*** Begin section ***
PR #91, opened 2025-03-31
feat(iota-names)!: remove consts and public funs that aren't required

### LINKED ISSUE #56: Why is MAX_DOMAIN_LENGTH  == 63?
Why exactly 63?
```
/// The maximum length of a domain name.
const MAX_DOMAIN_LENGTH: u8 = 63;
```
And in TS, why is there `const MAX_IOTA_NAME_LENGTH = 235;`?

Thoralf-M:
Remove consts and public funs that aren't required

Fixes https://github.com/iotaledger/iota-names/issues/56

### DIFF
--- a/packages/iota-names/sources/iota_names.move
+++ b/packages/iota-names/sources/iota_names.move
@@ -227,8 +227,6 @@ public struct Test has drop {}
 
 #[test_only]
 const NANOS_PER_IOTA: u64 = 1_000_000_000;
-#[test_only]
-public fun nanos_per_iota(): u64 { NANOS_PER_IOTA }
 
 #[test_only]
 public fun new_for_testing(ctx: &mut TxContext): (IotaNames, AdminCap) {
@@ -263,9 +261,9 @@ public fun new_pricing_config(): PricingConfig {
     let range2 = new_range(vector[4, 4]);
     let range3 = new_range(vector[5, 63]);
     let prices = vector[
-        1200 * nanos_per_iota(),
-        200 * nanos_per_iota(),
-        50 * nanos_per_iota(),
+        1200 * NANOS_PER_IOTA,
+        200 * NANOS_PER_IOTA,
+        50 * NANOS_PER_IOTA,
     ];
 
     pricing_config::new(
--- a/packages/iota-names/sources/iota_names.move
+++ b/packages/iota-names/sources/iota_names.move
@@ -226,6 +226,11 @@ use iota_names::pricing_config::{Self, new_range, PricingConfig};
 public struct Test has drop {}
 
 #[test_only]
+const NANOS_PER_IOTA: u64 = 1_000_000_000;
+#[test_only]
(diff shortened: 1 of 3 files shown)


packages/iota-names/tests/controller_tests.move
*** End section ***
◆ **About this exercise**:
Start at the line with "-227,8 +227,6 @@" and stop at the end of the records. Write those lines out exactly and add nothing.

◆ **Result below**:
@@ -227,8 +227,6 @@ public struct Test has drop {}
 
 #[test_only]
 const NANOS_PER_IOTA: u64 = 1_000_000_000;
-#[test_only]
-public fun nanos_per_iota(): u64 { NANOS_PER_IOTA }
 
 #[test_only]
 public fun new_for_testing(ctx: &mut TxContext): (IotaNames, AdminCap) {
@@ -263,9 +261,9 @@ public fun new_pricing_config(): PricingConfig {
     let range2 = new_range(vector[4, 4]);
     let range3 = new_range(vector[5, 63]);
     let prices = vector[
-        1200 * nanos_per_iota(),
-        200 * nanos_per_iota(),
-        50 * nanos_per_iota(),
+        1200 * NANOS_PER_IOTA,
+        200 * NANOS_PER_IOTA,
+        50 * NANOS_PER_IOTA,
     ];
 
     pricing_config::new(
--- a/packages/iota-names/sources/iota_names.move
+++ b/packages/iota-names/sources/iota_names.move
@@ -226,6 +226,11 @@ use iota_names::pricing_config::{Self, new_range, PricingConfig};
 public struct Test has drop {}
 
 #[test_only]
+const NANOS_PER_IOTA: u64 = 1_000_000_000;
+#[test_only]
(diff shortened: 1 of 3 files shown)


packages/iota-names/tests/controller_tests.move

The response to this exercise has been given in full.